[Collected data]
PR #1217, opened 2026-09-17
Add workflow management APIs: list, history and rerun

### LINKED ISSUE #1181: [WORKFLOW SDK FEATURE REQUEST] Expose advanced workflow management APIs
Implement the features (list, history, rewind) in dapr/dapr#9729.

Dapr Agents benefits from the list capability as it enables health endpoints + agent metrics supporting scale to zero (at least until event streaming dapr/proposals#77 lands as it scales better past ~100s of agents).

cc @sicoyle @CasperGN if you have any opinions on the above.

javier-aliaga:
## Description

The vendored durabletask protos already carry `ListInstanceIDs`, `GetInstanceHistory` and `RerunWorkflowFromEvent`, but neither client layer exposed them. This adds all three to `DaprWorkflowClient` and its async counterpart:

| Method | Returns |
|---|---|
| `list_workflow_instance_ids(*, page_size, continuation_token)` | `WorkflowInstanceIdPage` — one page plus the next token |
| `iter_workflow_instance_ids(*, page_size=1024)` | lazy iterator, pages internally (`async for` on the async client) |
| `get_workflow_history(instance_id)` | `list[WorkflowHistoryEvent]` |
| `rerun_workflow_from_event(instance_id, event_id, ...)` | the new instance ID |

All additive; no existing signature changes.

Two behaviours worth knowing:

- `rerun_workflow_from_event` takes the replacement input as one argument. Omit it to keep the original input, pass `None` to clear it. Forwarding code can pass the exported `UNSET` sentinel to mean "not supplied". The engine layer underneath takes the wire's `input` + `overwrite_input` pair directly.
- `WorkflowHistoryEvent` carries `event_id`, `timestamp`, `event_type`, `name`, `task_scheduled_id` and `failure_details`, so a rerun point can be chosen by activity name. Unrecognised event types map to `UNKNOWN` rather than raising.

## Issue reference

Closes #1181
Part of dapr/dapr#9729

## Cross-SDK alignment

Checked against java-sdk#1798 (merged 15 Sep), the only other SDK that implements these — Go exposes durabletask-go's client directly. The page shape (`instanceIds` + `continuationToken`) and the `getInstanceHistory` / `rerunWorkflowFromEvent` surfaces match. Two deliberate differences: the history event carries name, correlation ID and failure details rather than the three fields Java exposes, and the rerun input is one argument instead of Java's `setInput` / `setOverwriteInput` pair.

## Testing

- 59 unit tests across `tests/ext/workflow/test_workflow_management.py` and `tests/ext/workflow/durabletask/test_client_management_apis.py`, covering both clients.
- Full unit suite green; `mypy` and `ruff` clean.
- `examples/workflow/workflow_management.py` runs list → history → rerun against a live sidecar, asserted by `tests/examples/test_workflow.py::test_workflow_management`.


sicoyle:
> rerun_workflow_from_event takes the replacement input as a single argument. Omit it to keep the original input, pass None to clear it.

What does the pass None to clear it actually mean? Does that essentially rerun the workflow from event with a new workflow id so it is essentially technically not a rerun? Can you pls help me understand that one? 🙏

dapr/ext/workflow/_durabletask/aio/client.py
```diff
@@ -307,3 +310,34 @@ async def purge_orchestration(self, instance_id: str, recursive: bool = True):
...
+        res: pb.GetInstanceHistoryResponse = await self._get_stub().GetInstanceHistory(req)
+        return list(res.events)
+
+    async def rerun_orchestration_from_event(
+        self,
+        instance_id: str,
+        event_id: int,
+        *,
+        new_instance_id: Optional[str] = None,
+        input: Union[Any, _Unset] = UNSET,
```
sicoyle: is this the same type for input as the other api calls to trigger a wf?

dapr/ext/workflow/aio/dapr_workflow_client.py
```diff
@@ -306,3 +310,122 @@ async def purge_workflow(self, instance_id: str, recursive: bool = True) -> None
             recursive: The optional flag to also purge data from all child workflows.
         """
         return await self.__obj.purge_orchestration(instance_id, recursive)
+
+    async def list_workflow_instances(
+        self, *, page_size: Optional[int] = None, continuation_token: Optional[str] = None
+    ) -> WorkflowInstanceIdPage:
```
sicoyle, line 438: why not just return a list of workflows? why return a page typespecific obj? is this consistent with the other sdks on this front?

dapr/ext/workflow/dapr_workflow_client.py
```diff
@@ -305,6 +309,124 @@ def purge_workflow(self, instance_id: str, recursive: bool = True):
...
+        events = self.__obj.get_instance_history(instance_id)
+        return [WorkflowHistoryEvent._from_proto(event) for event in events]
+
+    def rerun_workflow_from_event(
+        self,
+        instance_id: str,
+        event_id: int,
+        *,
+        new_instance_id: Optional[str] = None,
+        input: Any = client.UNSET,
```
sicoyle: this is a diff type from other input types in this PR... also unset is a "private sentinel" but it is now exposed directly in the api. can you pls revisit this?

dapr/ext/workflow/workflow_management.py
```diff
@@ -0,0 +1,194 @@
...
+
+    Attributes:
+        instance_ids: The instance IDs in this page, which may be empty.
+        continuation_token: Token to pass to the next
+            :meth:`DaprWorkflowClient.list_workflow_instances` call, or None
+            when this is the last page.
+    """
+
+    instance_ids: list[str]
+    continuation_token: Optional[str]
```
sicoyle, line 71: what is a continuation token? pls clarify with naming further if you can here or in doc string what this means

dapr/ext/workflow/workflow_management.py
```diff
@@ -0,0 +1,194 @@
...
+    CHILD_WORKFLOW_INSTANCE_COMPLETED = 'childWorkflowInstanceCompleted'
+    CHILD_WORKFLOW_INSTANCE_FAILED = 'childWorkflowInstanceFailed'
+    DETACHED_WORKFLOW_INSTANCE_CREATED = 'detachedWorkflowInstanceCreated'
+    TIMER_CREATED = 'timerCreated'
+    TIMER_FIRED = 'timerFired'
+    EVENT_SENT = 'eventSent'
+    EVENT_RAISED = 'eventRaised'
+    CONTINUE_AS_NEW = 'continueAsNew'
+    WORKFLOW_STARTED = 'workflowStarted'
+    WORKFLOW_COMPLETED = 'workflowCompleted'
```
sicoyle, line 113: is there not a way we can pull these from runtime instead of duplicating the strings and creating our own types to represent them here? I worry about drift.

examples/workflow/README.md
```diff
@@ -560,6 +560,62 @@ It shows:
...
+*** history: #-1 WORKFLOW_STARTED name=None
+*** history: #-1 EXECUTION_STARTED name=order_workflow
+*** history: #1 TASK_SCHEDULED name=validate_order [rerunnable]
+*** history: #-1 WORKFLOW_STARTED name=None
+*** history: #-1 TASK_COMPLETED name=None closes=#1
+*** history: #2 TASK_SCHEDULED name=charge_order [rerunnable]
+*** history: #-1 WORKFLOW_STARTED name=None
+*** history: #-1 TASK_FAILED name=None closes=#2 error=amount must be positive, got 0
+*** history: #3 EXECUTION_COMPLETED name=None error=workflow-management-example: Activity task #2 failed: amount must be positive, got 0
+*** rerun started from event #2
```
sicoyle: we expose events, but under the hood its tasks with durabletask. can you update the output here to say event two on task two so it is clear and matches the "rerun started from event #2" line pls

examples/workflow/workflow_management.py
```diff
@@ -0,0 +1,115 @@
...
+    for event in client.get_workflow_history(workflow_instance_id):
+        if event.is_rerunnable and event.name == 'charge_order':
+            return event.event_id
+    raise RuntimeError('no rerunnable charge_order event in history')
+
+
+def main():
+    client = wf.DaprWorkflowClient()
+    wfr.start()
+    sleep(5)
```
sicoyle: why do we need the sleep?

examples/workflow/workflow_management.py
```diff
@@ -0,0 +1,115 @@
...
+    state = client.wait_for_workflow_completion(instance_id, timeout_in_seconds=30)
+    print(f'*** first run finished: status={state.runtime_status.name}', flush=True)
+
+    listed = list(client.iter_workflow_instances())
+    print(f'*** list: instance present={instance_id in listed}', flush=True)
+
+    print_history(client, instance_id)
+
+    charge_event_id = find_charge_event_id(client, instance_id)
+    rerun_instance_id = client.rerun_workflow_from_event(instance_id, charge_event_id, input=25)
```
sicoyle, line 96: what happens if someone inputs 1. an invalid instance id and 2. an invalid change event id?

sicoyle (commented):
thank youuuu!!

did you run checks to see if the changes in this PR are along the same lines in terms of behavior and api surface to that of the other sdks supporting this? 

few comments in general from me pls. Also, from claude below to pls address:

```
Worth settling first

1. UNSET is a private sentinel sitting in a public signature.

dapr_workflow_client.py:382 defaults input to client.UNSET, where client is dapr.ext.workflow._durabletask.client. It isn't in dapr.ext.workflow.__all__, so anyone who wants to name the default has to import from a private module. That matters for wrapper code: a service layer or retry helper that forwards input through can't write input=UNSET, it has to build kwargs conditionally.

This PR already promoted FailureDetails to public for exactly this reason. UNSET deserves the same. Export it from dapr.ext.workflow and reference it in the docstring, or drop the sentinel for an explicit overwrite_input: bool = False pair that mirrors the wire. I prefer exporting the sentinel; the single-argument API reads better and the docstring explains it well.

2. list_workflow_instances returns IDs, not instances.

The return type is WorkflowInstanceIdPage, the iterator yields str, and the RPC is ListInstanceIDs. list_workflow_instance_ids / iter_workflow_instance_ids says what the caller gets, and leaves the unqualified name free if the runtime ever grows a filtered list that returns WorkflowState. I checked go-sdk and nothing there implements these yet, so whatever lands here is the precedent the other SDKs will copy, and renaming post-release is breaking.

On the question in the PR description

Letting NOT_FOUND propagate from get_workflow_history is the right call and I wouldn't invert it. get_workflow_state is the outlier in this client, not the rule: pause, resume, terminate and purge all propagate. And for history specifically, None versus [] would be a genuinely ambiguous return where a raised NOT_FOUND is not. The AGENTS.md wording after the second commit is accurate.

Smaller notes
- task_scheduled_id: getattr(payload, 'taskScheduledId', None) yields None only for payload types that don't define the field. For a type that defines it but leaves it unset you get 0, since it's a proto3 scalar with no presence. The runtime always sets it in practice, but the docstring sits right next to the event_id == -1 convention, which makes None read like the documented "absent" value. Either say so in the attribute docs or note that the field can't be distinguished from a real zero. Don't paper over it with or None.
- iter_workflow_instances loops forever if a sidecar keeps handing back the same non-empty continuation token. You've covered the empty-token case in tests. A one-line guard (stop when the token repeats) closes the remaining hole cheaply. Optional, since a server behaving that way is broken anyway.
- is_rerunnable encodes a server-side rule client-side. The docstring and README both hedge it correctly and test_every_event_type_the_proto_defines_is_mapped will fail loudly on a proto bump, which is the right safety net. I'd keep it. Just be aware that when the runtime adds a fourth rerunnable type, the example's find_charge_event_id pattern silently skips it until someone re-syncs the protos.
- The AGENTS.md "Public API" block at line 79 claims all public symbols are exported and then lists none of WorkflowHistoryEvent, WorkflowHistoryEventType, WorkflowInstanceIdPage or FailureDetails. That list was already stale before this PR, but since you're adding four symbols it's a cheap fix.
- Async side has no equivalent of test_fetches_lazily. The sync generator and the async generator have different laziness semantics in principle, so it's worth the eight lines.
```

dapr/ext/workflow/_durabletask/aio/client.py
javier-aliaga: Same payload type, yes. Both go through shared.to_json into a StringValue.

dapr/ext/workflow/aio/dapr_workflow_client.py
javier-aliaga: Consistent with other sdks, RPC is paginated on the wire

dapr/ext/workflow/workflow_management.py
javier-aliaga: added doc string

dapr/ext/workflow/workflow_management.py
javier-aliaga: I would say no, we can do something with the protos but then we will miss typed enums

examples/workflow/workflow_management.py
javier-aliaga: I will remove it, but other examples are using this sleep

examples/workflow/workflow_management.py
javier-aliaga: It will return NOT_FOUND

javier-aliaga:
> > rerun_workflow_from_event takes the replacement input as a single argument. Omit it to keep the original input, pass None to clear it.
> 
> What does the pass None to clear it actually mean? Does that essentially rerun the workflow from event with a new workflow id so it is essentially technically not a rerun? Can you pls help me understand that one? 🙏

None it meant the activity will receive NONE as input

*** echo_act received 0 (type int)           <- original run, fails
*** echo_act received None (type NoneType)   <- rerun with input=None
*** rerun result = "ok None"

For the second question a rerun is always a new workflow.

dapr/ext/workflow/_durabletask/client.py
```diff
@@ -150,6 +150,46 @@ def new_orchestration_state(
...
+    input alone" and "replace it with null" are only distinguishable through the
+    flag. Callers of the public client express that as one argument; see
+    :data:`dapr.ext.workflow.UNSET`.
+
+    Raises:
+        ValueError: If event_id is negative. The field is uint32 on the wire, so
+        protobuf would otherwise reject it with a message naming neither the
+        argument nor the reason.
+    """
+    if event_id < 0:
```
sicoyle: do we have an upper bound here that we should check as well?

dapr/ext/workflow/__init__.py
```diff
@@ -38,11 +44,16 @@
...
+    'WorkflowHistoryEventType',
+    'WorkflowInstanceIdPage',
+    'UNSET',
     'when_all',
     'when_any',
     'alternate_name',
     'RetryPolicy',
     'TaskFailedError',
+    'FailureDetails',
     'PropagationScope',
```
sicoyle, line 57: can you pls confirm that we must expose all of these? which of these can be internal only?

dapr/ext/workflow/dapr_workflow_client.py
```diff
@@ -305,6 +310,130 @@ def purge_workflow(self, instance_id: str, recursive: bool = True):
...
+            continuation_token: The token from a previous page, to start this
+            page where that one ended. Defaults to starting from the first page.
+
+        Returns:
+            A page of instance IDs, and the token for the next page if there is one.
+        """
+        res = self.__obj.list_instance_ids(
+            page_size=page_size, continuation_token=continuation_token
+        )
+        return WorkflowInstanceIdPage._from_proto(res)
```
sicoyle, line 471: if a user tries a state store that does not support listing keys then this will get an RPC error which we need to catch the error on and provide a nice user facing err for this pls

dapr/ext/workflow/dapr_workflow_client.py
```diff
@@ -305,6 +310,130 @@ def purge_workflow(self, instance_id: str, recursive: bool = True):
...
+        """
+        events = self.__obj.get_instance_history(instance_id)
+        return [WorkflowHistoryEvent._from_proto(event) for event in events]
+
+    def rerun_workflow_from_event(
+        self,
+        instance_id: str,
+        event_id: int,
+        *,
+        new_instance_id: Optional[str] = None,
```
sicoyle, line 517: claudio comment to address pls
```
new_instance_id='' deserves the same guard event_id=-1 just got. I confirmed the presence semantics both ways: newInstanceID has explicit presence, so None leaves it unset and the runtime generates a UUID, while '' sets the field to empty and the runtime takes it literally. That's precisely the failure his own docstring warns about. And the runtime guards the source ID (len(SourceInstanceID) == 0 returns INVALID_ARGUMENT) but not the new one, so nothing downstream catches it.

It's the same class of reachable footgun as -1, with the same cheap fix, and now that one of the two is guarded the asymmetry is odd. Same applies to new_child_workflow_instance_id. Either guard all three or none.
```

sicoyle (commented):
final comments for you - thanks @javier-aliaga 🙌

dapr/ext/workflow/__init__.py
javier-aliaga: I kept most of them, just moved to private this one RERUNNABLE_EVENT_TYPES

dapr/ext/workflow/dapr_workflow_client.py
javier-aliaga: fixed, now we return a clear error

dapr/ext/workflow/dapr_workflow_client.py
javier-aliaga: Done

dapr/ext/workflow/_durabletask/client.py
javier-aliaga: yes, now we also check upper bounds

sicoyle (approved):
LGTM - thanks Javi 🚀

WORK TO COMPLETE:
Return the entries above unchanged, starting at the first line and stopping after the line with "## Description".

COMPLETED EXERCISE:
PR #1217, opened 2026-09-17
Add workflow management APIs: list, history and rerun

### LINKED ISSUE #1181: [WORKFLOW SDK FEATURE REQUEST] Expose advanced workflow management APIs
Implement the features (list, history, rewind) in dapr/dapr#9729.

Dapr Agents benefits from the list capability as it enables health endpoints + agent metrics supporting scale to zero (at least until event streaming dapr/proposals#77 lands as it scales better past ~100s of agents).

cc @sicoyle @CasperGN if you have any opinions on the above.

javier-aliaga:
## Description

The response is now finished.